● What is expected
When you output the entries, begin with the first line and end with the line containing "errors (baseline: 3w/15e)", keeping each line exactly as it is.

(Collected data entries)
((

PR #399, opened 2026-06-22
feat(mcp): read proxy from http_proxy env var in Playwright driver

ursmurli:
## Summary

  - Both the Playwright and Selenium drivers now automatically read proxy settings from http_proxy / HTTP_PROXY / https_proxy / HTTPS_PROXY environment variables — no configuration needed. An explicit proxy object in alumnium:options still takes precedence.
  - Adds proxyFromEnv utility (proxyFromEnv.ts) that parses the env var into a structured proxy config, handling credentials and percent-encoded characters.

  ## Precedence

  1. Explicit alumnium:options.proxy object → highest priority
  2. http_proxy / HTTP_PROXY / https_proxy / HTTPS_PROXY env vars → automatic fallback
  3. No proxy → if neither is set

  ## Test plan

  - [X] `mise run //packages/typescript:types` — passes clean
  - [X] `mise run //packages/typescript:lint` — no new errors (baseline: 3w/15e)
  - [X] `mise run //packages/typescript:format/check` — passes clean
  - [X] `mise run //packages/typescript:test/unit` — 252 passing (pre-existing `mcpDrivers.test.ts` playwright-core failure unchanged)

### DIFF
--- a/packages/typescript/src/mcp/tools/startMcpTool.ts
+++ b/packages/typescript/src/mcp/tools/startMcpTool.ts
@@ -60,9 +60,8 @@ export const startMcpTool = McpTool.define("start", {
             - "permissions" (string[]) — browser permissions to grant, Playwright only, e.g. ["camera"];
             - "planner" (boolean) — enable/disable planner agent;
             - "profile" (string) — name of a persistent browser profile; cookies, sessions, and storage are preserved across restarts in ~/.alumnium/profiles/{name}, e.g. "personal";
-            - "proxy" (object) — HTTP/HTTPS/SOCKS5 proxy, supported for Selenium and Playwright, e.g. {"server": "http://myproxy.com:3128", "bypass": ".com, chromium.org", "username": "usr", "password": "pwd"};
+            - "proxy" (object) — HTTP/HTTPS/SOCKS5 proxy, supported for Selenium and Playwright, e.g. {"server": "http://myproxy.com:3128", "bypass": ".com, chromium.org", "username": "usr", "password": "pwd"}; if omitted, the http_proxy/HTTP_PROXY/https_proxy/HTTPS_PROXY environment variables are used automatically;
             - "recordVideos" (boolean, default true) — record video of the browser session, Playwright only. Can also be disabled via ALUMNIUM_MCP_RECORD_VIDEOS=false;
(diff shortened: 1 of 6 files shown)


packages/typescript/src/mcp/tools/startMcpTool.ts
```diff
@@ -62,6 +62,7 @@ export const startMcpTool = McpTool.define("start", {
             - "profile" (string) — name of a persistent browser profile; cookies, sessions, and storage are preserved across restarts in ~/.alumnium/profiles/{name}, e.g. "personal";
             - "proxy" (object) — HTTP/HTTPS/SOCKS5 proxy, supported for Selenium and Playwright, e.g. {"server": "http://myproxy.com:3128", "bypass": ".com, chromium.org", "username": "usr", "password": "pwd"};
             - "recordVideos" (boolean, default true) — record video of the browser session, Playwright only. Can also be disabled via ALUMNIUM_MCP_RECORD_VIDEOS=false;
+            - "http_proxy" (boolean) — when true, reads proxy settings from the http_proxy/HTTP_PROXY/https_proxy/HTTPS_PROXY environment variables and passes them to Playwright; ignored if "proxy" is also set;
```
p0deje: Let's remove it completely, this should be default behavior

p0deje (commented):
I think we should pick `process.env.http_proxy` automatically without an explicit toggle. This way Alumnium is a good citizen and respects OSes conventions.

packages/typescript/src/mcp/tools/startMcpTool.ts
ursmurli: We retain the HTTP proxy as the default behavior and remove the proxy capability. is that what you mean?

p0deje: 1. By default, if any of the proxy environment variables are present, we parse and use them.
2. If `proxy` is passed in `alumnium:options` - it has more weight and overwrite environment variables.

ursmurli: ok , you mean we don't need a flag here. We by default use HTTP_PROXY url if present.

p0deje (commented):
LGTM, will merge once CI is green.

))

● Expected answer
PR #399, opened 2026-06-22
feat(mcp): read proxy from http_proxy env var in Playwright driver

ursmurli:
## Summary

  - Both the Playwright and Selenium drivers now automatically read proxy settings from http_proxy / HTTP_PROXY / https_proxy / HTTPS_PROXY environment variables — no configuration needed. An explicit proxy object in alumnium:options still takes precedence.
  - Adds proxyFromEnv utility (proxyFromEnv.ts) that parses the env var into a structured proxy config, handling credentials and percent-encoded characters.

  ## Precedence

  1. Explicit alumnium:options.proxy object → highest priority
  2. http_proxy / HTTP_PROXY / https_proxy / HTTPS_PROXY env vars → automatic fallback
  3. No proxy → if neither is set

  ## Test plan

  - [X] `mise run //packages/typescript:types` — passes clean
  - [X] `mise run //packages/typescript:lint` — no new errors (baseline: 3w/15e)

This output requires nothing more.